== Exercise directions ==
Repeat the data exactly as it appears.

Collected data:
━━━━━━━━━━━━━━━━━━━━

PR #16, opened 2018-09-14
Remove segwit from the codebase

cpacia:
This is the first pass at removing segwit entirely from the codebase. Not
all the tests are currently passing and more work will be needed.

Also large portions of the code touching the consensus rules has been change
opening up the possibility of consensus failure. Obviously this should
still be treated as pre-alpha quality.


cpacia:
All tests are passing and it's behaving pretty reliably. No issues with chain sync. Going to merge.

━━━━━━━━━━━━━━━━━━━━

== Solution to this task ==
PR #16, opened 2018-09-14
Remove segwit from the codebase

cpacia:
This is the first pass at removing segwit entirely from the codebase. Not
all the tests are currently passing and more work will be needed.

Also large portions of the code touching the consensus rules has been change
opening up the possibility of consensus failure. Obviously this should
still be treated as pre-alpha quality.


cpacia:
All tests are passing and it's behaving pretty reliably. No issues with chain sync. Going to merge.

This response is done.